Research & Papers

Maximizing Rollout Informativeness under a Fixed Budget: A Submodular View of Tree Search for Tool-Use Agentic Reinforcement Learning

InfoTree lifts mixed-outcome ratio from 58% to 76% with under 5% budget overhead…

Deep Dive

InfoTree is a training-time tree-search framework for tool-use agentic reinforcement learning. It formalizes rollout informativeness via submodular optimization, using a UUCB selector and Adaptive Budget Allocator.

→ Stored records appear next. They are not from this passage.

PR #292, opened 2015-05-13
Remove nested categories.

### LINKED ISSUE #272: Remove nested categories

alexgerstein:
Closes #272.

### DIFF
--- a/worker/categorize.py
+++ b/worker/categorize.py
@@ -410,6 +410,11 @@ class Categorizer:
         return True
 
     def _is_nested(self, keyword, other_keywords):
+        '''
+        Check whether a keyword is already covered by a more specific one.
+        For example, "Google" is nested in "Google Maps." But "Google Maps" is
+        not nested in "Google."
+        '''
         for other_keyword in other_keywords:
             if keyword != other_keyword and keyword in other_keyword:
                 return True
--- a/worker/categorize.py
+++ b/worker/categorize.py
@@ -375,7 +375,8 @@ class Categorizer:
             best_original_keywords = keyword_counts.most_common(2)
             best_keywords.update([keyword[0] for keyword in best_original_keywords])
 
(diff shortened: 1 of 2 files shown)


worker/categorize.py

InfoTree lifts mixed-outcome ratios from 58.1% to 76.3% with <5% overhead, and cuts wall-clock overhead from 14.3% to 4.8%. It outperforms six baselines across nine math, web-search, and coding benchmarks.

Key Points
  • InfoTree formalizes rollout informativeness as a submodular optimization problem, providing a 1-1/e approximation guarantee for greedy state selection.
  • The Adaptive Budget Allocator lifts mixed-outcome ratio from 58.1% to 76.3% with under 5% budget overhead; Speculative Expansion cuts wall-clock overhead from 14.3% to 4.8%.
  • Outperforms six baselines across nine benchmarks spanning math reasoning, web-search agents, and tool-rich coding/OS tasks.

Why It Matters

InfoTree offers a principled, budget-efficient way to train tool-using AI agents, directly improving performance on reasoning and search tasks.